Relato por Tina Montenegro

Palestra Peter Schneemann

O título da palestra de Peter Schneemann foi “Imagem e produção de imagem como responsabilidade”. Com ela, ele buscou continuar uma linha crítica de posições que, segundo ele, já haviam sido apresentadas no simpósio. Recorreu à arte contemporânea para tratar da ligação entre o poder da imagem e seu contexto social, a prática cultural. Focou, sobretudo, na recepção como prática social. Ele apresentou formas radicais de reação à inundação do mundo por imagens.

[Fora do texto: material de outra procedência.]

PR #919, opened 2023-05-11
Hw 2 solution

Meysonsan:


src/main/java/core/basesyntax/Lottery.java
```diff
@@ -0,0 +1,11 @@
+package core.basesyntax;
+
+import java.util.Random;
+
+public class Lottery {
+    public Ball getRandomBall() {
+        ColorSupplier supplier = new ColorSupplier();
+        int number = new Random().nextInt(101);
```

Disse que apresentaria essencialmente a posição artística de Alfredo Jaar, cujo trabalho trata de conhecimento como responsabilidade. A experiência das imagens seria apenas resultado. Segundo o palestrante, a referida obra trata da compreensão do mundo de hoje, em que a imagem é informação e meio de comunicação. A apoteose da pictorialidade e iconicidade que vivemos também pode ser interpretada como uma desvalorização da imagem isolada e de sua percepção.

Schneeman contou que, durante a conferência anual organizada pela German Assembly of Art Historians, em Bonn, a apresentação do projeto global icons por Lygia Haustein foi seguida de uma discussão acalorada a respeito do uso analítico da base de dados, que é uma referência remota ao atlas de Aby Warburg. Se todas as imagens, de imprensa, da cultura de massa, da propaganda, as reproduções e a arte têm a mesma importância, a história da arte restringe muito seu campo: passa a ser uma análise de temas, argumentou. Segundo ele, os historiadores da arte devem considerar estratégias artísticas mais complexas. Ele considera que há três delas.

A primeira é a tentativa de reganhar a imagem e o significado da imagem que está dissolvido na trivialização. É representada por vários pintores como Gehard Richter e Luc Tuymans. Eles transferem representações de um meio para o outro. Do meio de massas para os quadros. Nessas transferências, os meios são analisados e recebem qualidades auto referentes. Isso nos aproxima das memórias. Schneemann disse que Tuymans, por exemplo, enfatiza a distância da representação, quebrando-a como imagem de uma outra imagem e uma parte de um mundo de imagens. O palestrante leu uma citação de Tuymans em que o artista diz que quer mostrar o mundo como memória, pois não seria possível pintar aquilo que não se experimenta. Ele pinta a partir de fotos. Diz que a distância é necessária e dá como exemplo o quadro que pintou a partir de uma aquarela feita num campo de concentração. Havia uma questão ética, mas o quadro de Tuymans, segundo o próprio pintor, servia para mostrar como o holocausto é parte da cultura, parte do mundo de imagens.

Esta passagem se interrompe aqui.